Pagi masih berkabut. Hujan dini hari masih menyisakan dingin yang menggigit. Satu dua siswa yang memasuki gerbang SMA Prabangsa tampak melapisi seragamnya dengan jaket atau kardigan aneka warna.
Meskipun kicauan burung bersahutan mendominasi suasana pagi, tetapi kompleks sekolah masih relatif sepi. Bel tanda masuk baru akan berbunyi pukul tujuh. Puncak keramaian biasanya terjadi pukul setengah tujuh. Saat itulah kicauan burung akan mengabur ditelan keriuhan ratusan remaja belasan tahun.
Ayu siswa kelas sebelas tampak berdiri dekat ruang guru. Berkali-kali dia melirik arloji di pergelangan seraya membuat panggilan telepon. Sesekali dia merapatkan kardigan pastel yang membalut seragamnya. Sepertinya bukan karena kedinginan. Ekspresi keresahan mengisyaratkan ada masalah besar menimpanya.
Ketika pintu ruang guru terbuka, Ayu segera mendekat. Serta merta disambutnya lelaki tampan yang keluar dari ruangan berkaca riben itu. Ditariknya tangan lelaki yang tak lain adalah Pak Wisnu, guru Bahasa Inggris.
Namun, guru muda awal dua puluh lima itu berusaha keras menarik kembali tangannya.
"Ay, jangan berlaku manja! Ingat, di sekolah aku gurumu!" sergah Wisnu dengan suara setengah berbisik. Ekor matanya berusaha memastikan tak ada rekan guru atau murid yang melihat tingkah Ayu.
Dengan wajah cemberut Ayu melepas tangannya. "Iya... iyaaa... jaim banget sih!" katanya pelan, "Tapi anterin Ay dong, tugas praktikum Ay ketinggalan!"

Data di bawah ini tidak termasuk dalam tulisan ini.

PR #12595, opened 2025-03-03
display the location of OCI or GIT Compose stack download

glours:
**What I did**
Display a message with the location where the OCI artifact or GIT Compose stack were downloaded

**Related issue**
https://docker.atlassian.net/browse/APCLI-881

image

### DIFF
--- a/cmd/compose/up.go
+++ b/cmd/compose/up.go
@@ -301,6 +301,7 @@ func runUp(
 		attachSet.RemoveAll(upOptions.noAttach...)
 		attach = attachSet.Elements()
 	}
+	displayLocationRemoteStack(dockerCli, project, buildOptions)
 
 	timeout := time.Duration(upOptions.waitTimeout) * time.Second
 	return backend.Up(ctx, project, api.UpOptions{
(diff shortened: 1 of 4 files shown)


pkg/remote/git.go
```diff
@@ -116,6 +121,9 @@ func (g gitRemoteLoader) Load(ctx context.Context, path string) (string, error)
 	if stat.IsDir() {
 		local, err = findFile(cli.DefaultFileNames, local)
 	}
+	if progress.Mode != progress.ModeQuiet && progress.Mode != progress.ModeJSON {
+		_, _ = fmt.Fprintf(g.dockerCli.Out(), "Your compose stack %q is stored in %q\n", strings.TrimPrefix(path, prefix), local)
```
ndeloof, line 125: this message will print for every Git remote loaded by compose, including those involved by `includes`
Maybe better load project, then check if `project.ComposeFiles[0]` is remote _then_ print result of `Dir(".")` as location where remote stack has been stored on disk

cmd/compose/up.go
```diff
@@ -329,3 +331,13 @@ func setServiceScale(project *types.Project, name string, replicas int) error {
 	project.Services[name] = service
 	return nil
 }
+
+func displayLocationRemoteStack(dockerCli command.Cli, project *types.Project, options buildOptions) {
+	mainComposeFile := options.ProjectOptions.ConfigPaths[0]
+	if ui.Mode != ui.ModeQuiet && ui.Mode != ui.ModeJSON {
+		if strings.HasPrefix(mainComposeFile, remote.OciPrefix) || strings.HasPrefix(mainComposeFile, "git://") {
```
ndeloof, line 338: Better use `remote.Accept` as Git support has a bunch of corner cases

ndeloof (approved):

"Aduuh, kebiasaan! Nggak bisa Ay, gimana kalau kita kejebak macet trus telat?" balas Wisnu masih setengah berbisik, "Jam pertama Mas harus bikin ulangan. Naik ojol aja deh!"
Mendengar jawaban Wisnu sontak Ayu kembali meraih tangan guru bahasa itu sambil merengek, "Tolonglaah... Mas tahu gimana Pak Raja, kan? Mas rela ngliat Ay berdiri di lapangan sambil menghormat bendera?"
Dahi Wisnu berkerut tak tega mendengar rengekan memilukan. Tanpa sadar guru berperawakan tinggi itu menepuk-nepuk punggung tangan Ayu. Mungkin dia bermaksud menenangkan gadis berparas melankolis tersebut.